_The task:_ Give the data again in its entirety, exactly as provided.

══ Extracted entries

PR #209, opened 2018-07-17
Option for items to set only z-index from scalemap

mjtorn:
This de-couples z-indexing from scaling. The use case is when
gfx artists draws a room with different "element items" as layers
in the same scale, and using the sizemap to get the z-index would
shrink the item.

The alternative to this is to debug what the scale factor is,
divide 1 by it, multiply by 100, scale that image separately,
and have it look ridiculously yet uselessly big in the editor.

Now it's possible to retain the artist's scales but also have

════

_Exercise response:_
PR #209, opened 2018-07-17
Option for items to set only z-index from scalemap

mjtorn:
This de-couples z-indexing from scaling. The use case is when
gfx artists draws a room with different "element items" as layers
in the same scale, and using the sizemap to get the z-index would
shrink the item.

The alternative to this is to debug what the scale factor is,
divide 1 by it, multiply by 100, scale that image separately,
and have it look ridiculously yet uselessly big in the editor.

Now it's possible to retain the artist's scales but also have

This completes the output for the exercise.